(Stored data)
———

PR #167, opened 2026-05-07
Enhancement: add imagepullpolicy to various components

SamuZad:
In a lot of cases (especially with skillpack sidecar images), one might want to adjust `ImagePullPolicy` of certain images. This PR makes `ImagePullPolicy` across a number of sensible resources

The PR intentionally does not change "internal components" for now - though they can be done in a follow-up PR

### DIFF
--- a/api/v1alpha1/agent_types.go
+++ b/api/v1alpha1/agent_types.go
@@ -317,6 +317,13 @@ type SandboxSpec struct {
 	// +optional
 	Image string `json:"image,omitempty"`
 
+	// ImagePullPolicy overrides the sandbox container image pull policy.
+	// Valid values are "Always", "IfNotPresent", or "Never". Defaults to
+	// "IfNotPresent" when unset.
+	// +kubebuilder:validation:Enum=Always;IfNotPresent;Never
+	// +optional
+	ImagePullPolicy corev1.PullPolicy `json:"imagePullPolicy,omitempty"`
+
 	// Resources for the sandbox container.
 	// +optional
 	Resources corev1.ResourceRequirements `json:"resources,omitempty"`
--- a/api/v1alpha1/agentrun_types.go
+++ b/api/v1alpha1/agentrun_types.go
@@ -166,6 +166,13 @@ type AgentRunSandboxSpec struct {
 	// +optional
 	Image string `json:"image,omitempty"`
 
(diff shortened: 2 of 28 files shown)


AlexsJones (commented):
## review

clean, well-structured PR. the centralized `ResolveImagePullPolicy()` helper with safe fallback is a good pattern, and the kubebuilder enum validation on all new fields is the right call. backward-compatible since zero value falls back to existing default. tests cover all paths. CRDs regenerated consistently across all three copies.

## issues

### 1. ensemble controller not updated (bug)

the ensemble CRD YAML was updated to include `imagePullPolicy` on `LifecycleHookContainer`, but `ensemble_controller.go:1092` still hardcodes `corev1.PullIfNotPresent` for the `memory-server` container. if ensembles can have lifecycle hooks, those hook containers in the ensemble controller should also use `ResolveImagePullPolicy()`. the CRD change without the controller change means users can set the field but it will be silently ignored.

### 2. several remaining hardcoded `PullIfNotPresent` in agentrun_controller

———

Output the lines from the one with "--- a/api/v1alpha1/agentrun_types.go" through the end of the records above, exactly, including both ends, and nothing besides.

--- a/api/v1alpha1/agentrun_types.go
+++ b/api/v1alpha1/agentrun_types.go
@@ -166,6 +166,13 @@ type AgentRunSandboxSpec struct {
 	// +optional
 	Image string `json:"image,omitempty"`
 
(diff shortened: 2 of 28 files shown)


AlexsJones (commented):
## review

clean, well-structured PR. the centralized `ResolveImagePullPolicy()` helper with safe fallback is a good pattern, and the kubebuilder enum validation on all new fields is the right call. backward-compatible since zero value falls back to existing default. tests cover all paths. CRDs regenerated consistently across all three copies.

## issues

### 1. ensemble controller not updated (bug)

the ensemble CRD YAML was updated to include `imagePullPolicy` on `LifecycleHookContainer`, but `ensemble_controller.go:1092` still hardcodes `corev1.PullIfNotPresent` for the `memory-server` container. if ensembles can have lifecycle hooks, those hook containers in the ensemble controller should also use `ResolveImagePullPolicy()`. the CRD change without the controller change means users can set the field but it will be silently ignored.

### 2. several remaining hardcoded `PullIfNotPresent` in agentrun_controller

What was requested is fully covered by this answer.